Conseil de la Nation Atikamekw

Conseil de la Nation Atikamekw
Cardinal Communication

January 24, 2012 11:30 ET

Canada-Atikamekw Sipi Relationship: The Government Needs to Take a Different Turn

OTTAWA, ONTARIO--(Marketwire - Jan. 24, 2012) - In the context of the "Crown-First Nations Gathering", the Grand Chief of the Atikamekw nation, Eva Ottawa, and the Manawan Chief Paul-Émile Ottawa, Opitciwan Chief Simon Awashish and Wemotaci Chief David Boivin, have reminded the federal government to immediately initiate a new turn for the establishment of a genuine "nation-to-nation" relationship. "Our people will not let yet another generation live in dependence and suffer discrimination. If the government refuses to act, we will have to act", declared Grand Chief Eva Ottawa.

The Atikamekw Chiefs reminded that, since the Indian Act has been in force, this people has been forced to limit itself to three small land parcels located in remote areas of the Mauricie, Bois-Francs and Lanaudière regions. We have never handed over our territories that we occupy since time immemorial; we have never exchanged our territories. The resources have been spoiled without our agreement", specified Grand Chief Atikamekw.

The land claims of the Atikamekw people have been the subject of official talks with the governments of Quebec and Canada for more than 30 years now. The Atikamekw Chiefs wish that the "Crown-First Nations Gathering" will be a prelude to a revision of the land claims policy and that it will allow an acceleration of the process that needs to lead to the conclusion of a modern treaty.

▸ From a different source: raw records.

PR #893, opened 2022-09-04
Add Async File Dialogs & Popup Menus on macOS & Implement PromptForFile on iOS 

olilarkin:
This PR means that open/save panels and popup menus can be launched without freezing the plug-in UI on macOS *when the dialog is triggered inside e.g. IControl::OnEndAnimation(). It also adds the iOS implementation and adapts the other platforms


olilarkin:
@AlexHarker if you have time, would you be able to give this a once-over, since it modifies some code that has been around for a while?

olilarkin:
@AlexHarker I tried this with SRM plugs and didn't spot any problems

PR #896, opened 2022-09-14
Add child controls

olilarkin:
This PR adds IContainerBase - an IControl sub class that can be used to implement controls that nest sub controls. It adapts some IControls that previously managed sub controls in an unpleasant way


olilarkin:
splitting into smaller PRs, so closing

PR #898, opened 2022-09-20
Prevent crash on re-calling clap_deinit

Full-Bucket:
Prevent crash when trying to delete gPluginDesc on repeated calls of clap_deinit.
This happened with the latest v7.5 of host "Metro" by Sagan Technologies.


AlexHarker:
Thanks for pointing out this issue. I'm closing, because I decided it would be better to fix this another way but it should now be fixed.

The fix is here d1dcfed9c9423cbec869d03265591f540fe76fab

Issue #899, opened 2022-09-22
Lower case accelerate include causes build failure on Mac OS


andybest:
The recent include of the accelerate framework in `ISender.h` seems to cause problems when building for me due to the lowercase `#include <accelerate/accelerate.h>`

andybest:
Fixed by https://github.com/iPlug2/iPlug2/pull/900

PR #900, opened 2022-09-22
Capitalize Accelerate include

andybest:
This PR fixes https://github.com/iPlug2/iPlug2/issues/899 by changing the Accelerate include to be capitalized


AlexHarker (commented):
This is more correct anyway.

AlexHarker (approved):

Issue #903, opened 2022-10-25
Handle OpenGL failure on windows without crashing


hor-net:
When a windows machine creates the GUI for an IPlug2 plugin (or app) that requires OpenGL and the windows driver is not correctly configured (the default microsoft driver only provides OpenGL 1.1) it crashes badly. IPlug2 should handle this case informing the user that a valid OpenGL driver is required

**Step to reproduce**
Build any example using nanovg backend with OpenGL2, then chose the standard windows graphic driver and see the crash happen

**Expected behaviour**
The plugin should not crash but inform the user that a valid OpenGL driver is required

PR #904, opened 2022-10-25
handles failure for not having the correct OpenGL version in windows

hor-net:
fixes issue #903


olilarkin:
Thanks, working on this #1131

PR #912, opened 2022-11-27
AUv2 - Tail time property should not be writable

### LINKED ISSUE #911: AUv2s with tails fail validation on Ventura
If an iPlug2 plugin has a tail time then under Mac OPS Ventura it fails validation.

The test that fails concerns the fact that the tail time property returns as writable (which it should not)

AlexHarker:
This PR fixes #911


olilarkin (commented):
LGTM!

Concerning services, the Atikamekw Chiefs show themselves just as insistent. "We have battled for better socio-economic conditions for several years now, for access to better resources and for the possibility to offer our youths an interesting future. I sometimes have the impression that our efforts are futile, that, despite fine speeches, Canadian politicians do not possess the courage to take the steps required to put a real stop to the discrimination of which we are victims and to establish a genuine partner relationship with us", explained Grand Chief Ottawa.

The Atikamekw Chiefs decry in particular the lack of financing for health services, which endangers the security of the inhabitants of these three communities. "If nothing changes in this regard, we will hold the prime minister and the Canadian Minister of Health personally responsible for any deplorable event that might occur due to the lack of financial resources", warns Manawan Chief Paul-Émile Ottawa.

Concerning housing problems, the Atikamekw Chiefs emphasise that the Attawapiskat case is by no means the only one. "For several years now, we have clearly mentioned the problem of insufficient funding, the most scandalous one probably being the lack of housing assistance. All our houses are overpopulated. The lack of housing contributes to an increase in health problems and social problems within our communities. Our situation is similar to the one of Attawapiskat. Do we really have to call in the Red Cross for the government to pay any attention to this matter? ", affirmed Wemotaci Chief David Boivin.

Regarding education and economic development, Chief of Opitciwan Christian Awashish reminds that without an access to the resources on the land, it is difficult to assure the First Nation's thriving. "How can we accept that public financing of an Atikamekw student is lower than the one for a Canadian student? Especially so, when we know the socio-economic problems we live with. The education of our youths is our priority but we don't have sufficient support from the government to help us meet this basic need. Without resources, it is difficult for us to keep our young ones at school and to instill confidence in them for their future", explained the Awashish Chief.

A new relationship

The Atikamekw Chiefs reach out to Stephen Harper and invite him to commit to a genuine reconciliation with them. "We do so, since we still keep up our hope for a better future for our Nation. This hope lies especially with our youths, who represent 60% of the population, and who manifest the desire to preserve their identity and their culture. We are one of the rare nations in Canada, where 95% of us still speak our own language", indicates Grand Chief Ottawa.

To do so, the Atikamekw Chiefs request the federal government to immediately renew the negotiator's mandate, so as to be able to pursue and complete the process of the territorial negotiations. "We have been waiting for two years for the government to renew its negotiator's mandate. In the meantime, we have made great progress with the Quebec government, but we are turning in circles with questions on a federal level. Why this slowness? It is incomprehensible, considering that this claim has been the object of talks for over 30 years and that our negotiations have cost us about $30 million. All of this effort would merit pursuing the matter and investing in some additional resources that will allow us to reach our goal" declared Grand Chief Ottawa.

The Atikamekw Chiefs wish that their message be heard and that the government reacts quickly. "There is great urgency to act! Our youths are not as patient and docile as we are", specified Eva Ottawa.

Concerning the Atikamekw Nation

Counting over 6000 members, the Atikamekw Nehirowisiw nation takes up the fifth place of the First Nations in Quebec. It is divided into three communities, Manawan, Opitciwan and Wemotaci, regrouped under the Atikamekw Nation Council, for which the chairman, the Grand Chief, is being elected by universal suffrage. Its land claims have been the subject of official talks with the governments of Quebec and Canada since 1980.